§ WORK TASK
Each record needs to be transcribed exactly.

§ DATA RECORDS
- - -

PR #17033, opened 2023-04-20
test: refactor to new API

alexander-akait:
Refactor tests to avoid using legacy and deprecated deps

fixes https://github.com/webpack/webpack/pull/16464

## Summary

copilot:summary

## Details

copilot:walkthrough

### DIFF
--- a/package.json
+++ b/package.json
@@ -76,7 +76,6 @@
     "less": "^4.0.0",
     "less-loader": "^8.0.0",
     "lint-staged": "^13.2.1",
-    "loader-utils": "^2.0.3",
     "lodash": "^4.17.19",
     "lodash-es": "^4.17.15",
     "memfs": "^3.5.0",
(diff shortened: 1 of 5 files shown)


package.json
```diff
@@ -76,7 +76,6 @@
     "less": "^4.0.0",
     "less-loader": "^8.0.0",
     "lint-staged": "^13.2.1",
-    "loader-utils": "^2.0.3",
```
snitin315, line 79: Should we bump it to v3 as well here?

alexander-akait: We don't need it, `loader-utils` should be deprecated, we need to implement only one function on `webpack` side - `interpolateName`, we already migreate from it in loaders and plugins, time to finish migration

snitin315 (approved):

TheLarkInn (approved):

- - -

§ REPLY TO THE EXERCISE
PR #17033, opened 2023-04-20
test: refactor to new API

alexander-akait:
Refactor tests to avoid using legacy and deprecated deps

fixes https://github.com/webpack/webpack/pull/16464

## Summary

copilot:summary

## Details

copilot:walkthrough

### DIFF
--- a/package.json
+++ b/package.json
@@ -76,7 +76,6 @@
     "less": "^4.0.0",
     "less-loader": "^8.0.0",
     "lint-staged": "^13.2.1",
-    "loader-utils": "^2.0.3",
     "lodash": "^4.17.19",
     "lodash-es": "^4.17.15",
     "memfs": "^3.5.0",
(diff shortened: 1 of 5 files shown)


package.json
```diff
@@ -76,7 +76,6 @@
     "less": "^4.0.0",
     "less-loader": "^8.0.0",
     "lint-staged": "^13.2.1",
-    "loader-utils": "^2.0.3",
```
snitin315, line 79: Should we bump it to v3 as well here?

alexander-akait: We don't need it, `loader-utils` should be deprecated, we need to implement only one function on `webpack` side - `interpolateName`, we already migreate from it in loaders and plugins, time to finish migration

snitin315 (approved):

TheLarkInn (approved):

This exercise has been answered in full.